Rather than sing songs about tender love etc, Ian Dury chooses to sing about his prick. Women, he propesizes will have to “learn to accept the purity and depth of my disdain” Profound statements coming from a small runt from Essex, whose close cropped hair and bugged stare make him look like Peter Lorrie.
Dury’s music is really quite intriguing, even though his band is a bit subordinate. Most of the tunes move along at a pace that can be likened to the pop flavor of a band like Fleetwood Mac. Tunes like “My Old Man” and “Partial to Your Abracadabra.” Dury’s got a candid air about his, on stage (At Buff State, April 28) he is apparently a lot of fun. New Boots and Panties is an album that is sort of funny especially with songs like “Sex and Drugs and Rock ‘n’ Roll. Someone had to do a song with that title and Dury does it better than anyone could have, at least he is convincing.

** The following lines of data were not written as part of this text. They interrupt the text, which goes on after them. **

PR #345, opened 2016-03-09
Point/Box and Box/Box spatial relations in non-cartesian coordinate systems.

awulkiew:
This PR adds or changes the following:
- support spherical/geographic CS in `box_in_box` strategy and enable it as the default one
- support spherical/geographic CS in `point_in_box` strategy and enable it as the default one
- fix `disjoint()`/`intersects()` for point/box in spherical/geographic CS (using tools implemented for `point_in_box` strategy)
- fix `disjoint()`/`intersects()` for box/box in spherical/geographic CS (separate implementation)

This PR changes the way how `within(point, box)` and `covered_by(point, box)` is calculated by default. The reason is that a Box in spherical and geographical CS is not a Polygon. The differences are:
- the horizontal edge of a Box may be longer than 180 deg
- the horizontal edge of a Box is not defined by geodesic but by small circle

`point_in_box_by_side` is no longer used by default. It returns wrong result for Boxes with edges longer than 180 deg. It's because when a side is calculated the closer direction is picked so for those long edges (length in (180, 360]) some sides are the opposite than expected.

This PR also fixes the ticket: https://svn.boost.org/trac/boost/ticket/11987

Since `point_in_box` and `box_in_box` now support all CSes I plan to move them to `strategies/agnostic` directory. This is not a part of this PR to make the review of the code more convenient, to avoid displaying the unchanged parts of implementations as new ones on GitHub.

### DIFF
--- a/include/boost/geometry/algorithms/detail/disjoint/box_box.hpp
+++ b/include/boost/geometry/algorithms/detail/disjoint/box_box.hpp
@@ -104,16 +104,10 @@ struct box_box<Box1, Box2, 0, DimensionCount, spherical_tag>
         calc_t const diff2 = b2_max - b2_min;
 
         // check the intersection if neither box cover the whole globe
-        if (math::smaller(diff1, constants::period())
-         && math::smaller(diff2, constants::period()) ) // < period
+        if (diff1 < constants::period() && diff2 < constants::period())
         {
             // calculate positive longitude translation with b1_min as origin
-            calc_t const c0 = 0;
-            calc_t diff_min = b2_min - b1_min;
-            math::normalize_longitude<units_t, calc_t>(diff_min);
-            if (diff_min < c0) // [-180, 180] -> [0, 360]
-                diff_min += constants::period();
-        
+            calc_t const diff_min = math::longitude_distance_unsigned<units_t>(b1_min, b2_min);
             calc_t const b2_min_transl = b1_min + diff_min; // always right of b1_min
 
             if (b2_min_transl > b1_max                                // b2_min right of b1_max
--- a/include/boost/geometry/algorithms/detail/disjoint/box_box.hpp
+++ b/include/boost/geometry/algorithms/detail/disjoint/box_box.hpp
@@ -5,8 +5,8 @@
 // Copyright (c) 2009-2015 Mateusz Loskot, London, UK.
 // Copyright (c) 2013-2015 Adam Wulkiewicz, Lodz, Poland.
 
-// This file was modified by Oracle on 2013-2015.
-// Modifications copyright (c) 2013-2015, Oracle and/or its affiliates.
+// This file was modified by Oracle on 2013-2016.
+// Modifications copyright (c) 2013-2016, Oracle and/or its affiliates.
 
 // Contributed and/or modified by Adam Wulkiewicz, on behalf of Oracle
 // Contributed and/or modified by Menelaos Karavelas, on behalf of Oracle
@@ -28,6 +28,9 @@
 
 #include <boost/geometry/algorithms/dispatch/disjoint.hpp>
 
+#include <boost/geometry/util/normalize_spheroidal_coordinates.hpp>
+#include <boost/geometry/util/select_most_precise.hpp>
+
 
 namespace boost { namespace geometry
 {
@@ -39,7 +42,13 @@ namespace detail { namespace disjoint
 template
 <
     typename Box1, typename Box2,
-    std::size_t Dimension, std::size_t DimensionCount
+    std::size_t Dimension = 0,
+    std::size_t DimensionCount = dimension<Box1>::value,
+    typename CSTag = typename tag_cast
+                        <
+                            typename cs_tag<Box1>::type,
+                            spherical_tag
+                        >::type
 >
 struct box_box
 {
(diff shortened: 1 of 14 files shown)


include/boost/geometry/algorithms/detail/disjoint/box_box.hpp
```diff
@@ -72,6 +81,57 @@ struct box_box<Box1, Box2, DimensionCount, DimensionCount>
...
+
+        // check the intersection if neither box cover the whole globe
+        if (math::smaller(diff1, constants::period())
+         && math::smaller(diff2, constants::period()) ) // < period
+        {
+            // calculate positive longitude translation with b1_min as origin
+            calc_t const c0 = 0;
+            calc_t diff_min = b2_min - b1_min;
+            math::normalize_longitude<units_t, calc_t>(diff_min);
+            if (diff_min < c0) // [-180, 180] -> [0, 360]
```
barendgehrels: Please please add parentheses here...

include/boost/geometry/strategies/cartesian/box_in_box.hpp
```diff
@@ -61,9 +65,94 @@ struct box_covered_by_range
...
+        typedef typename coordinate_system<Geometry>::type::units units_t;
+        typedef math::detail::constants_on_spheroid<calc_t, units_t> constants;
+
+        // min <= max <=> diff >= 0
+        calc_t const diff_ed = bed_max - bed_min;
+        calc_t const diff_ing = bing_max - bing_min;
+        // if containing is smaller it cannot contain
+        // or interiors doesn't overlap (no interior in contained)
+        if (diff_ing < diff_ed || diff_ed == 0)
+            return false;
```
barendgehrels: Parentheses missing

include/boost/geometry/strategies/cartesian/box_in_box.hpp
```diff
@@ -61,9 +65,94 @@ struct box_covered_by_range
...
+
+        // if containing covers the whole globe it contains all
+        if (!math::smaller(diff_ing, constants::period())) // >= period
+            return true;
```
barendgehrels: Space missing after !, parameters missing

include/boost/geometry/strategies/cartesian/box_in_box.hpp
```diff
@@ -61,9 +65,94 @@ struct box_covered_by_range
...
+
+        // calculate positive longitude translation with bing_min as origin
+        calc_t const c0 = 0;
+        calc_t diff_min = bed_min - bing_min;
+        math::normalize_longitude<units_t, calc_t>(diff_min);
+        if (diff_min < c0) // [-180, 180] -> [0, 360]
```
barendgehrels: Parantheses missing

include/boost/geometry/strategies/cartesian/box_in_box.hpp
```diff
@@ -61,9 +65,94 @@ struct box_covered_by_range
...
+                BoxContainingValue
+            >::type calc_t;
+        typedef typename coordinate_system<Geometry>::type::units units_t;
+        typedef math::detail::constants_on_spheroid<calc_t, units_t> constants;
+
+        // min <= max <=> diff >= 0
+        calc_t const diff_ed = bed_max - bed_min;
+        calc_t const diff_ing = bing_max - bing_min;
+        // if containing is smaller it cannot contain
+        if (diff_ing < diff_ed)
```
barendgehrels: Also here, please check all your if's!

include/boost/geometry/strategies/cartesian/box_in_box.hpp
```diff
@@ -61,9 +65,94 @@ struct box_covered_by_range
...
+
+
+template <typename Geometry>
+struct box_covered_by_range<Geometry, 0, spherical_tag>
+{
+    template <typename BoxContainedValue, typename BoxContainingValue>
+    static inline bool apply(BoxContainedValue const& bed_min,
+                             BoxContainedValue const& bed_max,
+                             BoxContainingValue const& bing_min,
+                             BoxContainingValue const& bing_max)
```
barendgehrels: Sorry, I have no idea what you mean by bed / bing. Can you change the names to something more meaningful?

include/boost/geometry/strategies/cartesian/point_in_box.hpp
```diff
@@ -53,9 +56,75 @@ struct covered_by_range
...
+        // calculate positive longitude translation with min_value as origin
+        calc_t const c0 = 0;
+        calc_t diff_min = value - min_value;
+        math::normalize_longitude<units_t, calc_t>(diff_min);
+        if (diff_min < c0) // [-180, 180] -> [0, 360]
+            diff_min += constants::period();
+
+        return min_value + diff_min <= max_value;
+    }
+};
```
barendgehrels: So this code is duplicated, the only difference apparently being the last line? It must be possible to share more functionality?

test/algorithms/relational_operations/within/within_sph_geo.cpp
```diff
@@ -0,0 +1,129 @@
...
+
+
+int test_main( int , char* [] )
+{
+    test_cs<bg::model::point<double, 2, bg::cs::spherical_equatorial<bg::degree> > >();
+    test_cs<bg::model::point<double, 2, bg::cs::geographic<bg::degree> > >();
+
+#if defined(HAVE_TTMATH)
+    test_cs<bg::model::point<ttmath_big, 2, bg::cs::spherical_equatorial<bg::degree> > >();
+    test_cs<bg::model::point<ttmath_big, 2, bg::cs::geographic<bg::degree> > >();;
```
barendgehrels: Duplicate ;

barendgehrels:
Thanks for this PR! Overall it looks very good. Can you adhere more to the code conventions and check if the code duplication(s) can be factored out?
I could not dive into the very details or test it. Can you give a short explanation of the substrategy?

Did you plan to have this in 1.61? Would be very good, so we might merge it today allready and fix the comments later, that is OK for me.

include/boost/geometry/strategies/cartesian/box_in_box.hpp
awulkiew: Those are the original names used in this file, see:
https://github.com/boostorg/geometry/blob/develop/include/boost/geometry/strategies/cartesian/box_in_box.hpp#L43
I think they are short versions of `box_contained_xxx` and `box_containing_xxx`. So if I wanted to change that I should change it consistently in the whole file. Should I do that? Do you prefer some specific name?

barendgehrels: Ah yes that will it main. Did I create that? Anyway, the names you propose sound very clear, so yes, if you can change it, thanks

awulkiew: I'd prefer something shoter. I checked those names and they are less readable in expressions and make the lines a lot longer. So I'd prefer leaving them. Though indeed words `bed` and `bing` may be confusing. So if you strongly believed that they should be changed I'd prefer picking some different, short names, e.g. `box_ed_min`, `ed_min` or `min_ed`.

awulkiew:
I refactored the code to avoid duplications and added missing braces.

The `SubStrategy` was originally used as a method of injecting part of the code different for `within` and `covered_by`. I added template arguments in order to allow dispatching it by `Dimension` and CS tag. Then I specialized it for a family of spherical systems and Dimension == 0. This means that a longitude is handled differently than other cordinates.

Yes, I'd like to have it in 1.61. The tests are passing locally with msvc14 and gcc 4.9.1. The only one issue that is left are the confusing names of arguments. And later I also plan to add a corresponding test for the rtree, update the release notes, etc. So sure, I think it may be merged.

include/boost/geometry/strategies/cartesian/box_in_box.hpp
barendgehrels: OK, no problem.

barendgehrels:
OK, thanks the adaptions and the explanation - it is clear now (also the remark about that only dimension==0 is handled differently). I'm OK with merging.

Dury’s preoccupation with sex is the general theme of the album. But coming from a man like him can only make it something you would definitely sing along with. New Boots and Panties is a great record.
All this energy we talk about on Stiffs Live will blow you away. Other than those three aforementioned individuals comes two other Stiff artists Wreckless Eric and Larry Wallis. Live versions of “Sex and Drugs and Rock n’ Roll,” Elvis does a version of Burt Bacharach’s “I Just Don’t Know What To Do With Myself,” that is truely amazing. “Miracle Man” by Elvis and “Police Car” by Larry Wallis are killers.
Live recordings, expecially with this music are a magic ingredient in experience the power and adulation of it. If you are gonna listen to the studio version, you have to hear the live versions, and more importantly you must see the live performances of these artists when they visit Buffalo in the coming weeks.
Before it gets too far ahead of you, listen to any, preferably all of these albums, because you don’t know rock n’roll if you don’t channel these basic ingredients. All these musicians give us that and much more.